### Work to complete
Go through the entries below. Copy out every line that contains "return".

### Records supplied
PR #683, opened 2020-02-10
Summarizer for anonymous marking

pureooze:
Added the summarizer to the `d2l-activity-assignment-editor-secondary` component. Currently only the anonymous marking option has a message displaying in the summary but we can add the other options once we support MobX.

## Initial State:
image

## Opened:
image

## Closed with Anonymous Marking enabled:
image


components/d2l-activity-editor/d2l-activity-assignment-editor/d2l-activity-assignment-editor-secondary.js
```diff
@@ -154,73 +165,94 @@ class AssignmentEditorSecondary extends SaveStatusMixin(RtlMixin(EntityMixinLit(
...
+		`;
+	}
+
+	_getSummarizedContent() {
+		return this._getAnonymousGradingSummary();
+	}
+
 	render() {
 		return html`
-			<div id="assignment-submission-type-container">
```
pureooze: Classic diff, all I did was wrap this in `d2l-accordion-collapse`

ppaskaris-d2l:
Aside: your screenshots still don't work due to the malware on our network I think, but I can extract them from the source so it's ok.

### Solution to the problem
+		return this._getAnonymousGradingSummary();
 		return html`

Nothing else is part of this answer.